PR #14064, opened 2023-02-13
feat: [CDS-53471]: memoize getString

rameshx:
### Summary

Memoizes the `getString` function that is returned by the `useStrings` hook. With this change, `getString` can be safely included as a dependency when using `useEffect/useMemo/useCallback` etc.

Some hooks/components are incorrectly relying on the previous frequently changing `getString` function for rerendering/computing the next state. Among these components, the ones that had unit tests were easily identified because of failing tests and were fixed. The ones that don't have good coverage can only be identified manually once this is merged.


src/modules/75-cd/components/ServiceDetails/ServiceDetailsSummaryV2/ServiceDetailsEnvView.tsx
```diff
@@ -313,16 +332,24 @@ export function ServiceDetailsEnvView(props: ServiceDetailsEnvViewProps): React.
...
       ? renderCards.map((item, idx) => {
           const envInfo = item as EnvCardProps[]
           return (
             <Layout.Horizontal key={idx} className={css.envCardGrid}>
               {envSlide.map(i => {
+                if (!envInfo[i]) return null
                 return (
-                  envInfo[i] &&
-                  EnvCard(setSelectedEnv, setEnvId, setIsDetailsDialogOpen, setEnvFilter, envInfo[i], selectedEnv)
+                  <EnvCard
```
rameshx, line 344: `EnvCard` was previously used as a normal function causing a difference in the number of hooks rendered among rerenders. Updated to use this as a component.

udayvunnam (approved):

src/framework/strings/__tests__/Strings.test.tsx
```diff
@@ -150,6 +150,19 @@ describe('useString tests', () => {
...
+      const wrapper = ({ children }: React.PropsWithChildren<unknown>): React.ReactElement => (
+        <StringsContext.Provider value={value as any}>{children}</StringsContext.Provider>
+      )
+      const { result, rerender } = renderHook(useStrings, { wrapper })
+      const prevGetString = result.current
+
+      rerender()
+      const nextGetString = result.current
+
+      expect(prevGetString).toEqual(nextGetString)
```
vkbansal-harness, line 164: 🔥

src/modules/75-cd/components/ServiceDetails/ServiceDetailsSummaryV2/ServiceDetailsEnvView.tsx
vkbansal-harness: We should add an ESLint rule for banning such uses

vkbansal-harness (approved):

sunnykesh-harness (approved):

PR #14173, opened 2023-02-21
fix: [CDS-52327]: Template inputs api moved to template details compo…

samarth-sharma31:
…nent to avoid new call when tab is switched

### Summary

Template inputs api call has been moved to template details component when the inputs are displayed in the template right drawer. This reduces the number of template api calls to fetch the inputs, especially when the tab is switched between inputs and yaml screen

#### Screenshots

NA

https://user-images.githubusercontent.com/96409598/220318532-77922303-7ffa-48e6-a71b-cc95ca8d2e56.mov

#### PR Checklist

<details>

</details>

<details>

- Jest: `retrigger jest`
- ESLint: `retrigger eslint`
- Sonar: `retrigger sonar`
- Build: `retrigger build`
- Rebase: `trigger rebase`
</details>


src/modules/72-templates-library/components/TemplateInputs/TemplateInputs.tsx
```diff
@@ -94,11 +111,13 @@ export const TemplateInputs: React.FC<TemplateInputsProps> = ({ template, storeM
   const branch =
     (template as TemplateSummaryResponse).gitDetails?.branch || (template as NGTemplateInfoConfigWithGitDetails).branch
 
+  const isTemplateInputSetAlreadyFetched = !isEmpty(templateInputSetFetchParams)
```
AshwinBhatkal-Harness, line 114: When would this be empty? I'm thinking, let's render the templateInputs component only after the data has loaded. This way we can totally avoid the useGetTemplateInputSetYaml in this component

samarth-sharma31: Actually template inputs component is used standalone also - when we show template inputs inside template studio (check image for reference) - so that's why this component always had logic for fetching template inputs -> useGetTemplateInputSetYaml - So this will be empty when this data has not been fetched by the parent component - which is the above mentioned scenario.

Screenshot 2023-02-22 at 1 11 49 AM

So, the approach that i have taken here - if template input set yaml is fetched by parent component, then the api here in child component is marked as lazy and if it has not been fetched and passed by the parent component - then child component works the way it used to work before - this solve the problem at both places.
let me know if we need to connect for a call to discuss this further. Thanks!

AshwinBhatkal-Harness: Got it. So in this case, we could keep break it into 2 components
1. Pure template inputs - gets the data as props and renders it
2. Wrapper around template inputs - API call is made and passes data to component 1

Component 1 can be used across the factory and inside the wrapper
Component 2 will be used for standalone use cases

So we could have TemplateInputs and TemplateInputsStandAlone
TemplateInputs would render data
TemplateInputsStandAlone would have TemplateInputs as child

The concern that I am trying to address is -> "I have already made a template input set yaml call, the internal component may also make the same call/ at least has code for such a use case. Since the current TemplateInputs component is used across several files, it might be confusing as well"

AshwinBhatkal-Harness: If not following the above, we can have some comments written around the below piece of code. This will make us future error proof

AshwinBhatkal-Harness (approved):

Sagar-Rajput7 (approved):

PR #14178, opened 2023-02-21
fix: [FFM-6921]: Use flag identifier in onboarding examples

knagurski:
This PR replaces the usage of flag name in onboarding examples with flag identifier to fix a bug whereby entering a dash or using capital letters in the name would result in the name and identifier not being equal and the example not being able to successfully evaluate the flag.


src/modules/75-cf/strings/strings.en.yaml
```diff
@@ -1569,7 +1569,7 @@ onboarding:
         apiKey = '{{apiKey}}''
 
         # Flag Name
```
crystal-fong, line 1571: does this need to be `Flag Identifier`?

knagurski: Good eye! Fixed now

knagurski:
Force merged due to unrelated flaky test failure

PR #14354, opened 2023-03-01
feat: [FFM-6890]: Improving audit wording for add rule

laura-mannus:
### Summary

**AS A** FF admin user
**I WANT** to see what rule was added in plain English
**SO THAT** I can understand how this impacts targeting without needing to understand the YAML diff

I have updated the add rule wording for both target and target groups to read more clearly. There was a limitation for the remove rule on target groups as we don't have the data for that. It will remain "Rule removed" however the log for Target is more verbose.

#### Screenshots

Before

image

After

image

#### PR Checklist

<details>

</details>

<details>

- Jest: `retrigger jest`
- ESLint: `retrigger eslint`
- Sonar: `retrigger sonar`
- Build: `retrigger build`
- Rebase: `trigger rebase`
</details>


src/modules/75-cf/strings/strings.en.yaml
```diff
@@ -391,10 +391,11 @@ auditLogs:
       bucketBy: Default serve updated for bucket by '{{bucketBy}}'
       variation: Default serve updated with variation '{{variation}}'
     addTargetsToVariationTargetMap: Target '{{target}}' was added for Variation '{{variation}}'
+    addTargetToFlagsVariationTargetMap: Target '{{target}}' was added for Variation '{{variation}}'
```
laura-mannus, line 394: is there a better way to achieve this than having two with the same value? I tried using `addTargetsToVariationTargetMap ` for both cases but this felt incorrect.

crystal-fong (dismissed):
Should this be reviewed first, then if it's all good apply the changes into https://github.com/wings-software/ff-ui/pull/60/files ?

src/modules/75-cf/strings/strings.en.yaml
knagurski: I *think* this could do the same job without duplication.
```suggestion
    addTargetToFlagsVariationTargetMap: {{ $.cf.auditLogs.events.addTargetsToVariationTargetMap }}
```

Not very pretty though. You could just use the same string id for both, but change it to be a little more generic... maybe `targetAddedForVariation`

src/modules/75-cf/components/AuditLogs/AuditLogsUtils.ts
```diff
@@ -47,9 +46,11 @@ export function translateEvents(
 
       case 'addRule':
         message = getString('cf.auditLogs.events.addRule', {
-          clauses: Parameters?.clauses?.map((clause: Record<string, string>) => clause?.attribute || '').join(', ')
+          targetGroup: Parameters?.clauses?.map((clause: Record<string, string>) => clause?.values || '').join(', '),
+          variation: Parameters.variation
```
knagurski, line 50: I'm not sure this will work for a Percentage Rollout. In their case `Parameters.variation` won't exist and `Parameters.serve` will be in its place. 
Screenshot 2023-03-02 at 11 27 31

laura-mannus: I added some logic in there, what do you think of?
image

Should the wording need updated as well?

src/modules/75-cf/strings/strings.en.yaml
laura-mannus: Have used the latter suggestion

knagurski: Yeah, I think that's the better idea. Referencing is good in some situations, but it feels kinda forced here.

src/modules/75-cf/components/AuditLogs/AuditLogsUtils.ts
laura-mannus: Looks like this now 
image

src/modules/75-cf/components/AuditLogs/AuditLogsUtils.ts
```diff
@@ -46,10 +45,19 @@ export function translateEvents(
...
+        Parameters.variation
+          ? (message = getString('cf.auditLogs.events.addRule', {
+              targetGroup: Parameters?.clauses
+                ?.map((clause: Record<string, string>) => clause?.values || '')
+                .join(', '),
+              variation: Parameters.variation
+            }))
+          : (message = getString('cf.auditLogs.events.addPercentageRollout', {
+              targetGroup: Parameters?.clauses?.map((clause: Record<string, string>) => clause?.values || '').join(', ')
+            }))
```
knagurski, line 57: Generally avoid assignments in ternaries... they're not super obvious and are usually better written as standard `if`/`else` statements
```suggestion
        if (Parameters.variation) {
          message = getString('cf.auditLogs.events.addRule', {
            targetGroup: Parameters?.clauses
              ?.map((clause: Record<string, string>) => clause?.values || '')
              .join(', '),
            variation: Parameters.variation
          })
        } else {
          message = getString('cf.auditLogs.events.addPercentageRollout', {
            targetGroup: Parameters?.clauses?.map((clause: Record<string, string>) => clause?.values || '').join(', ')
          })
        }
```

Or you could assign the output of the ternary
```suggestion
        message = Parameters.variation
          ? getString('cf.auditLogs.events.addRule', {
              targetGroup: Parameters?.clauses
                ?.map((clause: Record<string, string>) => clause?.values || '')
                .join(', '),
              variation: Parameters.variation
            })
          : getString('cf.auditLogs.events.addPercentageRollout', {
              targetGroup: Parameters?.clauses?.map((clause: Record<string, string>) => clause?.values || '').join(', ')
            })
```

knagurski:
Great work, just that ternary thing and I think we're good to go!

src/modules/75-cf/components/AuditLogs/AuditLogsUtils.ts
laura-mannus: Ok, I prefer the tidiness of the ternary so I have moved the assignment to the output 👍

knagurski (approved):
🔥 great work

crystal-fong (approved):
nice work 🦖

PR #14591, opened 2023-03-10
feat: [FFM-7180]: ChildComponentMounter

knagurski:
This PR creates a new `ChildComponentMounter` component and extracts the existing `ChildAppMounter` to use this new component. The new component does not pass any hooks, components or utilities to the child app by default. The modified `ChildAppMounter` component is vastly simplified to use the new component under-the-hood instead of providing the `Suspense`, loading indicator or error states.

The new `ChildComponentMounter` is intended to be used in cases where only a portion of an app needs to be mounted and where the standard components, hooks and utilities are overkill.


src/microfrontends/package.json
```diff
@@ -1,6 +1,6 @@
 {
   "name": "@harness/microfrontends",
-  "version": "1.42.0",
+  "version": "1.43.0",
```
abhinavrastogi-harness, line 3: i believe this change be logically a major change... just so everyone is clear they need to test their MFEs integrations when they start using this.
let's go to `2.0.0`

abhinavrastogi-harness (approved):

bhavya-sinha (approved):

src/microfrontends/package.json
knagurski: I'm torn. Really this is entirely backwards compatible and outwardly just introduces a new component (for use within NGUI) and some new additional types (for use within MFEs). There is no breaking change, so I'd be inclined to follow semver on the numbering. MFE owners should ensure their apps still work with this new version, but unless there's a bug, there's no action needed unless they want to use the new mounter

PR #96, opened 2025-08-13
Jakub Bylicki - task 1

MrBHP:


Leadman5555 (changes requested):
The CI did not pass. Excluding the commit names, the are several type-related errors. As per my discord message on the info channel, I will not be checking the PR until the CI passes. To stop the tests from failing, either fix them yourself, delete them altogether, or copy the solution shared on discord.

PR #102, opened 2025-08-17
feat: finished task 2

Drewienkopl:
Merged task 1 into main hubert-drewlo branch, fixed loop and stuff.

I had a test on monday last week and right after that I went to work to germany for a week and only came back on friday. I hope it still counts if I make those fixes now. Tasks 3 and 4 were done on time, it's just that for some reason, as I was doing them, I didn't think to first make fixes to this one.

FixedDiagram

Trip 1 to Many Participant (many participants for one trip).
Participant 1 to Many Expense (many expences for one participant).
ProofOfWorking2


Leadman5555 (changes requested):
Before I start checking any of the code, we need to fix the relationships diagram. There are two problems, one small, one critical.

Let's start with the small one: `spentAt` field should be optional (nullable). It doesn't really make sense otherwise. Maybe rename it too, to something like `paidAt`? Then you could create expense entries before the trip and register if and when a participant paid for their expenses. It's up to you, but the current design is a bit too rigid.  

And now, moving on to the big problem - we have a relationship loop. Imagine the following scenario:
 - Trip with Id 1, Trip with Id 2
 - Participant with Id 1 and tripId = 2
 - Expense with Id 1, tripId = 1, participantId = 1
 
We have the Expense pointing to a different Trip than the one the participant is on. Yes, we can write our persistence layer code in such a way to avoid this, but we shouldn't have to - the database itself should forbid such behavior. How to fix this? There are two solutions:
- add constraints (quick but not the best longterm)
- remodel the relationships (we choose this one here)

So, your goal is: remodel the relations between entities so that there is no "loop". I'd change the expenses table. 

Apart from that, please watch the commit names - otherwise the CI will error out. It's too late to fix it now, but keep it in mind for the future. Also, change the PR title to adhere to the given format.

I see that you've had some problem with the tests. In my opinion, writing the tests in a wrong way just so they pass is pointless. Before we reach the test module, just delete the test files - no need to bother with them 👍

Leadman5555:
Also, merge your first branch (from task 1) into your main branch (`hubert-drewlo`) before making any fixes

Leadman5555 (approved):
Looks okay at the first glance. I won't be checking it in detail as, well, we are quite behind the schedule. So I'll give you the benefit of the doubt and merge it

PR #103, opened 2025-08-17
Dawid Kowal - Etap 2, Bazy Danych

GTR1701:
This pull request sets up the initial foundation for a NestJS backend project for managing trips, participants, and expenses. It includes a database schema and migrations, seed data, and the basic application structure with modules, services, and DTOs.

**Database Schema and Seed Data**

* Defined Prisma schema for trips, participants, and expenses with enums for status and category, including relations and constraints.
* Added initial migration SQL and migration lock for PostgreSQL, establishing tables and foreign keys. [[1]](diffhunk://#diff-de68709e74d7ce6f893b999908ffcba05ce30295d45b1c11c8e656055b796769R1-R57) [[2]](diffhunk://#diff-12c83dddac45057e638a36a8d6617c917f93cd0cc8ac5d8cdc121573007db546R1-R3)
* Added `prisma/seed.ts` to populate the database with sample trips, participants, and expenses for development and testing.

**Application Structure and Features**

* Implemented main application module (`src/app.module.ts`), controller, and service, with a basic root endpoint. [[1]](diffhunk://#diff-089f4f2474b64391c42b6e66aed33977e132058d92108f0a63234a7862e1f8b8R1-R13) [[2]](diffhunk://#diff-ef0ff0ca9442bda67ad0810654d636991173ecd7c1abcd6da09288b8815759ffR1-R13) [[3]](diffhunk://#diff-a4ac7efdbcfcdcc01a90d433ec3dabf1d88ab4bffbe3dc88f13db54db2e051f5R1-R8) [[4]](diffhunk://#diff-bbc8b4e9f8b329f999b013aaedf36a1db25e79e7020f73125dd7d3e75ae27161R1-R24)
* Added Trips module with structure for managing trips, participants, and expenses, including DTOs and services. [[1]](diffhunk://#diff-96dec30b49c5743d45618083f3391075d2efcdfe87b3ab57528843395dc8242cR1-R10) [[2]](diffhunk://#diff-76a9f9329abb7532c73fbcda6c80cf3e4d70942de61f09661dfebfa33e352eb5R1-R54)

**Documentation**

* Enhanced `README.md` with API endpoint descriptions, example requests, instructions for running and seeding the app, and an overview of project structure and best practices.


GTR1701:
Diagram ERD:
Budżetownik ERD
category-enum
status-enum

src/participants/participants.service.ts
```diff
@@ -0,0 +1,33 @@
...
+    }
+
+    return this.prisma.participant.create({
+      data: {
+        name: createParticipantDto.name,
+        email: createParticipantDto.email,
+        phone: createParticipantDto.phone,
+        isOrganizer: createParticipantDto.isOrganizer ?? false,
+        tripId,
+      },
```
AlicjaBonar, line 30: It should be enough to just write:
return this.prisma.participant.create({
  data: createParticipantDto,
});
However, if you do it this way, you need to handle the organizer logic first.

prisma/seed.ts
```diff
@@ -0,0 +1,160 @@
...
+    data: {
+      name: "Wakacje w Hiszpanii",
+      description:
+        "Wspaniały tygodniowy pobyt na Costa del Sol z wizytą w Madrycie",
+      status: TripStatus.PLANNED,
+      startDate: new Date("2025-07-15"),
+      endDate: new Date("2025-07-22"),
+      budget: 5000,
+    },
+  });
```
AlicjaBonar: Your solution with create works correctly, but keep in mind it may fail if you run the seed multiple times and the records already exist. To avoid this, in the lecture it was shown to use the upsert command, which is usually preferred for seeding.

src/trips/trips.service.ts
```diff
@@ -0,0 +1,227 @@
...
+      where: { id },
+    });
+
+    if (existingTrip === null) {
+      throw new NotFoundException(`Trip with ID ${String(id)} not found`);
+    }
+
+    await this.prisma.trip.delete({
+      where: { id },
+    });
```
AlicjaBonar, line 127: It would be enough to write: 
return this.prisma.trip.delete(id);

AlicjaBonar (approved):
I can see that you’ve put a lot of time into this, and it really shows! Great documentation and excellent use of DTOs. You went a bit overboard with the controllers and services, so next week’s homework will be much shorter, as it will focus mainly on that. I’ve also included one pointer that might help you avoid a problem in the future, along with a few minor cosmetic suggestions.
One more thing: this was probably intentional, but the way the models are set up makes it impossible for a single participant to join more than one trip. You could create a separate model for participants and another one to track which participants are in which trips. You don’t need to change it now, but it’s something worth keeping in mind for the future.

prisma/seed.ts
GTR1701: Right, forgot about the upserting. But would actually a full db wipe before inserts be a good idea for the seeder?

src/trips/trips.service.ts
GTR1701: Actually didn't know you could do that. Guess I've been writing unnecessary boilerplate for 3 years now xD

src/participants/participants.service.ts
GTR1701: Yeah, I was torn between the two options, but decided to go with the approach you see there.

prisma/seed.ts
AlicjaBonar: Yeah, full wipe could work too, but then you’d need to make sure the wipe always runs first — otherwise the create calls might fail on duplicates. With upsert you don’t have to worry about that, it’s safer by default even if you want to do the full wipe.

src/trips/trips.service.ts
AlicjaBonar: That's a lot of time 🙈
Happy to help :)

GTR1701: Actually, prisma's yelling at me that I can't do it and it requires the where clause
image

PR #113, opened 2025-08-17
feat/ Dominik Kaczmarek lista 2

feen1e:
ERD: 
budzetownik_diagram_2025-08-17T11_10_02 545Z

Dodałem też 2 endpointy:
Screenshot 2025-08-17 191305
Screenshot 2025-08-17 191329

Pozwoliłem sobie wyłączyć tymczasowo testy e2e w CI, bo zawsze kończyłyby się niepowodzeniem ze względu na brak `.env` w repo (lokalnie wszystkie przechodzą). Jeśli nie powinienem był tego robić to włączę z powrotem


prisma/seed.ts
```diff
@@ -0,0 +1,72 @@
...
+
+async function main() {
+  const trip = await prisma.trip.create({
+    data: {
+      destination: "Rejkiawik",
+      description: "Wycieczka do Islandii",
+      start_date: new Date("2025-09-01"),
+      end_date: new Date("2025-09-15"),
+    },
+  });
```
AlicjaBonar: Your solution with create works correctly, but keep in mind it may fail if you run the seed multiple times and the records already exist. To avoid this, in the lecture it was shown to use the upsert command, which is usually preferred for seeding.

prisma/schema.prisma
```diff
@@ -0,0 +1,58 @@
...
+}
+
+model Expense {
+  expense_id  Int      @id @default(autoincrement())
+  amount      Float
+  category    Category
+  description String?
+  trip_id     Int
+  trip        Trip     @relation(fields: [trip_id], references: [trip_id])
+}
```
AlicjaBonar: It’s generally a good practice to include timestamps (createdAt and updatedAt) in data models. They are not always required, but they can be especially useful in models like Participant, Trip, and Expense. For other models, timestamps might also be helpful, though they are not strictly necessary. The ccorrect way to include them is shown in the lecture.

AlicjaBonar (approved):
Overall, great work! I noticed just two minor things that could be improved quickly to make it even better. Those issues are not critical for now, but it would help keep the data consistent and avoid problems later on

prisma/schema.prisma
feen1e: I understand, thank you!

PR #126, opened 2025-08-19
Jakub Wieśniak - Zadanie 2

MrChazar:
Hello, sorry for being late i had few things to do i hope you have still time to check my changes.


MrChazar:
I just noticed that I set the mass of fields to nullable, which doesn't make sense. I'll fix it tonight because it shouldn't be like that.

MrChazar:
I corrected those fields

MrChazar:
I will merge

Leadman5555:
Question: Can we merge by ourselves without a review?
Answer: No, we can not.
Question: Why did I not review your PR even after four days?
Answer: Because I didn't know about it - you did not request a review from me.

As I've mentioned before, if you do not request a review, I will not know about your PR, nor will I look for it among dozens of others. You have assigned me to the PR, but, as mentioned time and time again, that is not the same thing - I do not get an email when you assign me.

prisma/schema.prisma
```diff
@@ -0,0 +1,61 @@
...
+  trips     TripParticipant[] // M:N z Trip
+
+  @@map("Participant")
+}
+
+model Expanse {
+  id          Int      @id @default(autoincrement())
+  tripId      Int
+  amount      Int?
+  category    String?
```
Leadman5555, line 43: You did not use an enum type in your schema. It's important that you do, because enum types are very common, and yet they work differently than String or Int types - despite the fact that Prisma makes everything dumb and requires no real effort to make it work together, at the cost of somewhat decreased performance.

Replace the `category` column of "Expense" with an enum.

prisma/schema.prisma
```diff
@@ -0,0 +1,61 @@
...
+  participants TripParticipant[] // M:N z Participant
+
+  @@map("Trip")
+}
+
+model Participant {
+  id        Int              @id @default(autoincrement())
+  name      String?
+  surname   String?
+  role      Int?
```
Leadman5555, line 32: As for the `role` field, I'd replace it with an enum as well or remove it for now, as that field may change a bit after chapter 4 of the course.

prisma/schema.prisma
```diff
@@ -0,0 +1,61 @@
...
+
+  trips     TripParticipant[] // M:N z Trip
+
+  @@map("Participant")
+}
+
+model Expanse {
```
Leadman5555, line 39: You have a typo here. Best to change it early. "Expanse" is a different word than "Expense". "Expanse" means a vast area of something, "Expense" means an amount of something spent.

prisma/schema.prisma
```diff
@@ -0,0 +1,61 @@
...
+  id          Int      @id @default(autoincrement())
+  tripId      Int
+  amount      Int?
```
Leadman5555, line 42: Think about this field, should it be nullable? Does it make any sense for it to be optional? What is an expenditure with nothing spent?
Additionally, should it really be an integer?

prisma/schema.prisma
```diff
@@ -0,0 +1,61 @@
...
+  // relacje
+  expanses     Expanse[]         // 1 Trip -> wiele Expanses
+  participants TripParticipant[] // M:N z Participant
+
+  @@map("Trip")
+}
+
+model Participant {
+  id        Int              @id @default(autoincrement())
+  name      String?
```
Leadman5555, line 30: Those field should not be optional

prisma/schema.prisma
```diff
@@ -0,0 +1,61 @@
...
+
+datasource db {
+  provider = "postgresql"
+  url      = env("DATABASE_URL")
+}
+
+
+model Trip {
+  id           Int               @id @default(autoincrement())
+  name         String?
```
Leadman5555, line 16: The name field at the very least should be required

prisma/schema.prisma
```diff
@@ -0,0 +1,61 @@
...
+  startDate    DateTime?
+  endDate      DateTime?
+  totalCost    Int?
```
Leadman5555, line 19: Should this really be an integer? Assuming it is a sum of all expenses, and expense can be a decimal, then the sum of decimals is also a decimal

prisma/seed.ts
```diff
@@ -0,0 +1,80 @@
...
+      totalCost: 3000,
+    },
+  });
+
+  await prisma.expanse.createMany({
+    data: [
+      {
+        tripId: trip.id,
+        amount: 1200,
+        category: 'Transport',
```
Leadman5555, line 36: Use enum types here - refer to my comment in the `schema` file

prisma/seed.ts
```diff
@@ -0,0 +1,80 @@
...
+  console.log('Sedowanie zakończone');
+}
+
+main()
+  .catch((e) => {
+    console.error(e);
+    process.exit(1);
+  })
+  .finally(async () => {
+    await prisma.$disconnect();
```
Leadman5555, line 79: This will not work how you would like it to. Calling an async method in an immediate termination context is a sure way to guarantee yourself undebuggable runtime errors. Refactor this termination sequence

src/database/database.controller.ts
```diff
@@ -0,0 +1,21 @@
...
+export class DatabaseController {
+    constructor(private prisma: DatabaseService) {}
+
+    @Get('/Trip')
+    async getTrips(): Promise<Trip[]> {
+        return await this.prisma.trip.findMany();
+    }
+
+    @Post('/Trip')
+    async createTrip(@Body() tripData: Partial<Trip>): Promise<Trip> {
```
Leadman5555, line 16: This body type is not really correct. However, more of it will be explained in chapter 4 of the course, so you can leave it as is for now

Leadman5555 (commented):
Since this PR is already merged (although reverted), you need to create a new one. See my comments, implement fixes, and open a new one with the fixed version.

## Remember to request review or I will not know about it

MrChazar:
Sorry for merging too soon i must find where i can inform you about review i will repair my code as soon as possible.

Leadman5555:
image

You request review in the Reviewers Tab (top right corner of the PR view). "Assignees" means people assigned to **do** the PR - that's you. "Reviewers" are people assigned to do the review - that's me.
If you add me as an "Reviewer", I receive an email about it.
_ _ _ _ _ _ _
### Work request
Filter the listing for the word "inside" and copy each line that has it.

### Exercise answer
samarth-sharma31: Actually template inputs component is used standalone also - when we show template inputs inside template studio (check image for reference) - so that's why this component always had logic for fetching template inputs -> useGetTemplateInputSetYaml - So this will be empty when this data has not been fetched by the parent component - which is the above mentioned scenario.
Component 1 can be used across the factory and inside the wrapper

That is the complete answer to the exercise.